中年妇女拉着他往方桌边走,一边走一边回头打量他,那目光里满是心疼:“你看看你,这小脸白的,都没什么血色。是不是好几天没吃东西了?”

苏慕言张了张嘴,又闭上了,只是摇了摇头。

他总不能说是自己涂了很厚的一层粉底液吧?

虽然卸掉妆也很白就是了。

就是不知道妆花没花?

想必是没有吧,不然大婶的目光就不是惊艳,而是惊恐了!

说什么也不会带他来自己家的。

苏慕言心里还在想着选美大赛的事,忍不住跺了跺脚。

中年妇女看到他的这个小动作了,立刻把他按在长凳上坐下。

苏慕言懵逼地坐下,凳子有些高,他的脚堪堪踩到地面。

膝盖并拢着,双手搁在腿上,有些拘谨,像个被老师叫到办公室的小学生,乖巧得过分。

“等着啊,我去给你下碗面吃。

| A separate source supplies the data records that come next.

PR #3009, opened 2026-09-11
Skip the Blockaid bulk scan when no scannable assets are present

### LINKED ISSUE #2905: Dont call blockaid on empty token list
Latest

### What did you do?
Observed error from blockaid because we are calling for a scan with an empty token list

No blockaid related errors, should guard against this case

### What did you see instead?
API error, increasing rate limit frequency

devtechedge:
## What and why

In \`makeDisplayableBalances\`, the \`scan-asset-bulk\` request went out whenever the account was on mainnet, even when every balance was native XLM or an LP share and nothing was appended to \`asset_ids\`. The empty token list made the Blockaid call error and consumed rate limit for nothing.

The v2 balance path (\`addBlockaidScanResults\`) already skips the scan when the scannable id list is empty; this mirrors that guard on the standalone path by checking \`url.searchParams.has("asset_ids")\` before fetching.

Fixes #2905

## Testing

The touched helper is covered by existing suites; the behavior change only affects accounts with no scannable assets, which previously errored into the catch block.

### DIFF
--- a/@shared/helpers/stellar.ts
+++ b/@shared/helpers/stellar.ts
@@ -84,12 +84,16 @@ export const makeDisplayableBalances = async (
       }
     }
 
-    try {
-      const response = await fetch(url.href);
-      const data = await response.json();
-      blockaidScanResults = data.data.results;
-    } catch (e) {
-      console.error(e);
+    // Skip the scan entirely when there is nothing to scan: an empty token
+    // list makes the Blockaid call error out and wastes rate limit.
+    if (url.searchParams.has("asset_ids")) {
+      try {
+        const response = await fetch(url.href);
+        const data = await response.json();
+        blockaidScanResults = data.data.results;
+      } catch (e) {
+        console.error(e);
+      }
     }
   }
 


devtechedge:
Hi - gentle check-in on this Blockaid empty-list guard whenever you have a moment.

In standalone `makeDisplayableBalances`, the `scan-asset-bulk` request still went out on mainnet even when every balance was native XLM or an LP share and nothing was appended to `asset_ids`, so the empty token list errored and burned rate limit for nothing (`Fixes #2905`).

This mirrors the v2 `addBlockaidScanResults` guard in `@shared/helpers/stellar.ts` by checking `url.searchParams.has("asset_ids")` before fetching.

The behavior change only affects accounts with no scannable assets, which previously fell into the catch path.

I am glad to add the regression test Copilot suggested for a mainnet account with only native XLM and/or LP shares, and to rebase onto current `master` if that would help (the branch is a little behind).

Whenever it fits your queue is fine - still ready from my end.

Issue #131, opened 2026-07-26
Add state-change detection before upsert to reduce write volume


josephfusco:
Presence is upserted unconditionally, with no state comparison. Writes come from two paths, not just heartbeat ticks:

| Trigger | Writes |
|---|---|
| Any admin or front-end render | 1 (`admin/online`, `includes/heartbeat.php:103`) |
| Post-edit screen render | 2 (+ `editor-{id}`, `:108`) |
| Heartbeat tick | 1 (`admin/online`) |
| Heartbeat tick, post-edit screen | 3 (+ `editor-{id}` + `lock-{id}`) |

Most of these change only `date_gmt`. The three-write case is the duplicate entry in #134; resolving that removes one write per tick before anything here is evaluated.

## Options

- Client-side: hash current state, send only on change or near TTL expiry.
- Server-side: skip the write if incoming state matches stored state and `date_gmt` is not near cutoff.
- Accept the volume and document the rationale.

## Constraints

**The ping is also the keepalive.** Any solution gating writes on state change must still write before TTL expiry, or active users appear offline.

**A client-side diff cannot cover render-time writes**, which happen server-side during the page request. Only a server-side diff covers both paths.

**The render-time write is deliberate.** It closes the gap between the previous page's `pagehide` DELETE and the next tick (`includes/heartbeat.php:88-90`). Removing it makes presence stale during in-admin navigation.

#132 should measure both paths separately: renders scale with navigation, ticks with concurrent sessions.

josephfusco:
This issue was identified as part of a peer review conducted by Claude Sonnet 4.6, facilitated by @josephfusco.

jigneshbhavani:
I'd like to take this one.

The write table needs updating since #284 landed. The `lock-{id}` row is gone, so the post-edit tick is 2 writes and not 3, and the lines have moved: render at `includes/heartbeat.php:117`, post-edit render `:124`, tick `:220`, post-edit tick `:256`. All four go through `wp_set_presence()` (`includes/functions.php:95`), so the server-side diff has one place to live.

I'd do it inside the existing statement rather than reading before writing, making `date_gmt` conditional on the data having changed or the row being past a refresh threshold. Measured on MariaDB, an unchanged and still-fresh tick then reports 0 affected rows.

Worth your call: on SQLite the same statement stores the right value but still writes the row every time, so Playground keeps correct behaviour without the saving. Fine by me given the target is cheap MySQL hosting, but say if you'd rather the engines not diverge.

[...]

PR #284, opened 2026-08-14
fix: merge the post lock entry into the editor's presence entry

### LINKED ISSUE #134: Resolve double-entry behavior in post editor rooms
When a user opens a post editor, two presence entries are written to the same post room:

- `editor-{user_id}` by the editor heartbeat handler (`includes/heartbeat.php:108-116`)
- `lock-{user_id}` by the post-lock bridge (`includes/post-lock-bridge.php:49-56`)

Both store identical data: same room, same user, same `{ action: 'editing', screen: ... }`. They differ only in the `client_id` prefix. `wp_get_presence()` returns both, undocumented, with no way to tell them apart except by parsing that prefix.

The one signal the split encodes is post-lock liveness, since the two rows are refreshed by different heartbeat keys and age out independently.

## Proposed fix

Merge into one `editor-{user_id}` entry with a `locked` boolean in the state data. The bridge writes into the existing entry instead of creating a row.

Knock-ons:

- Resolves #21. With no separate lock row there is nothing to keep alive in a hidden tab, and PR #78 closes.
- Removes one write per tick per editing user, changing the baseline #132 should benchmark.
- `includes/heartbeat.php:80-83` registers `lock-{user_id}` for the `pagehide` DELETE. That goes away.

## If rejected

#21 is a live bug, PR #78 is its fix and should be unblocked. This issue then narrows to adding an explicit `type` field so callers stop parsing `client_id`.

## Sequencing

#135 moves this same inline script to a file. Land it after this and PR #78.

jigneshbhavani:
Opening a post editor wrote two rows to the same post room for the same user, `editor-{user_id}` from the editor heartbeat and `lock-{user_id}` from the post-lock bridge. Both stored identical state and differed only by a `client_id` prefix that nothing in the plugin parses.

The lock is now a `locked` flag on the editor's own entry, read from the `wp-refresh-post-lock` payload that arrives on the same tick. That keeps the one signal the split encoded: a tick carrying no refresh clears the flag, which is what the second row ageing out used to say.

Worth being explicit, since the flag is easy to over-read. `locked` means this user's editor is sending lock refreshes, not that they hold the lock. Core sends `wp-refresh-post-lock` from any open editor, including one showing the takeover dialog. That is what the `lock-` row meant too, so this preserves the meaning rather than changing it.

## The bridge stands down instead of writing

`wp_presence_bridge_post_lock()` returns early when `presence-editor-ping` covers the same post, since the editor handler has already written that row from the same payload. That removes a write per tick per editing user rather than relocating one, which is the baseline change #131 is waiting on. The bridge still writes when a client refreshes the core lock without sending the presence ping. `heartbeat.php` also drops `lock-{user_id}` from the pagehide cleanup, since that client no longer exists.

## Second commit: the widget counts people, not rows

Nothing guarantees one row per user in a room, and the Active Posts widget was the only aggregation path that did not already dedupe. `wp_get_active_rooms()`, `post-list.php:90` and `admin-bar.php:109` all key by user id. It also covers the upgrade window: `lock-*` rows written by the old code survive up to the TTL after deploy and the pagehide cleanup no longer targets them, so the dedupe is what keeps the dashboard honest until they expire.

## Testing

`wp_presence_editor_heartbeat_received()` had no coverage, so this adds it alongside the new behaviour, plus the regression guard that one editing user occupies one row however many handlers see the tick. Every guard was mutation checked, including restoring the old `lock-` write, which fails that guard.

Verified in a browser on wp-env against both branches: on `main` the room holds `editor-1` and `lock-1` and the dashboard reads "2 editors" for one person; on this branch the same steps give one row with `"locked":true` and the widget agrees with `GET /presence/rooms` reporting `user_count: 1`. Note the post lock heartbeat only runs when a site has more than one user, because core hooks the lock dialog under `get_user_count() > 1` (`edit-form-advanced.php:28`), so on a single user site neither row is written and the bug is invisible.

205 tests, 5 skipped (multisite only). PHPCS, PHPStan and Playwright clean.

Fixes #134

## Use of AI Tools

AI assistance: Yes
Tool(s): Claude Code
Model(s): Claude Opus 5
Used for: Tracing the consumers of presence rows, implementing the merge, and writing the tests. I confirmed each test fails before the change and passes after, mutation checked every regression guard, verified the behaviour in a browser against both branches, and ran the full PHPUnit and Playwright suites plus PHPCS and PHPStan.

### DIFF
--- a/includes/heartbeat.php
+++ b/includes/heartbeat.php
@@ -10,6 +10,25 @@ if ( ! defined( 'ABSPATH' ) ) {
 }
 
 /**
+ * Builds the state stored on a user's entry in a post room.
+ *
+ * Shared so the two writers of that entry cannot drift apart on its shape.
+ *
+ * @access private
+ *
+ * @param string $screen_id The screen ID.
+ * @param bool   $locked    Whether this write carries a post lock refresh.
+ * @return array The state to store.
+ */
+function wp_presence_editor_state( $screen_id, $locked ) {
+	return array(
+		'action' => 'editing',
+		'screen' => $screen_id,
+		'locked' => (bool) $locked,
+	);
+}
+
+/**
  * Enqueues heartbeat and the presence ping script on all admin pages.
  */
 function wp_presence_enqueue_heartbeat_ping() {
@@ -75,11 +94,6 @@ function wp_presence_enqueue_heartbeat_ping() {
 						'room'      => $room,
 						'client_id' => 'editor-' . $user_id,
 					);
-					// The post-lock bridge writes this entry via the wp-refresh-post-lock heartbeat.
-					$entries[] = array(
-						'room'      => $room,
-						'client_id' => 'lock-' . $user_id,
-					);
 				}
 			}
 		}
@@ -105,13 +119,12 @@ function wp_presence_enqueue_heartbeat_ping() {
 	if ( $editor_post_id ) {
 		$editor_room = wp_presence_post_room( $editor_post_id );
 		if ( $editor_room ) {
+			// No tick has carried a lock refresh yet. connectNow() on load makes
+			// that a single request, not a visible state.
 			wp_set_presence(
 				$editor_room,
 				'editor-' . $user_id,
-				array(
-					'action' => 'editing',
-					'screen' => $screen_id,
-				),
+				wp_presence_editor_state( $screen_id, false ),
 				$user_id
 			);
 		}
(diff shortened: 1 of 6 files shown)


josephfusco (approved):
Ran this locally in a worktree against both branches — PHPCS/PHPStan clean, full suite passes (205/205, 5 skipped), and the one multisite failure I saw also shows up on unmodified main so it's not a regression; walked through the bridge's stand-down logic and the widget's dedupe by hand and both check out.

Thank you for working on this!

”

中年妇女说着就往灶房走,走了两步又折返回来,快步走到墙角的木柜前,拉开柜门从里面抱出一床棉被来。

那棉被是蓝底白花的土布面,摸起来有些粗糙,但厚实得很,抱在怀里沉甸甸的。

“先盖着暖暖。”

中年妇女把棉被抖开,不由分说地裹在苏慕言身上。

棉被带着一股樟木箱子的气味,还有阳光晒过的干燥味道,又厚又重,像一座小山似的压在他身上。

苏慕言下意识地想拒绝。

他并不冷,至少没有冷到需要裹棉被的程度。

他只是着急想知道现在是什么时辰,着急想知道选美大赛还来不来得及参加。

但中年妇女显然把他的着急理解成了别的意思。

“看你这孩子,刚才都冻得跺脚了,还硬撑着说不冷。”

中年妇女把他的肩膀往下按了按,让棉被严严实实地盖住他的腿和脚,又把被角往他脖子底下塞了塞,嘴里念念有词:“这早晚温差大,早上露水重,最容易着凉了。你一个姑娘家,身子骨弱,可不能大意了。”

苏慕言裹在厚厚的棉被里,只露出一个脑袋,长发散在肩膀上,衬着那张小而白净的脸,像一朵被棉花包裹住的茉莉花。

他张了张嘴想表示自己其实不冷,但对上中年妇女那双写满了关切的眼睛,到嘴边的话又咽了回去。

他想说自己不是冻得跺脚,是想问现在是什么时辰。

他想说自己可以说话,但声音不好听,怕吓到你。

他想说自己其实是个男的,不是什么姑娘。

但这些话他一句都没能说出口。

中年妇女看他又张嘴又闭嘴的,以为他是想说什么说不出来,眼眶居然红了一下,伸手在他头顶上轻轻拍了拍,声音又轻又柔:“没事,没事啊,不能说就不说了,婶子都明白。”

苏慕言:“……”

他闭上了嘴,放弃了挣扎。

也罢。

大婶是好心,自己要是再推拒,反倒显得不识好歹了。

反正就一会儿,吃完面他就想办法出去打听选美大赛的事,不会在这位好心的婶子家打扰太久,给她添麻烦。

中年妇女见他安静下来,满意地点点头,转身进了灶房。

苏慕言听到灶房里传来拨弄柴火的声音,然后是舀水、拍蒜、切葱的声响,叮叮当当的,节奏明快,一听就是个常年下厨的熟练家庭主妇。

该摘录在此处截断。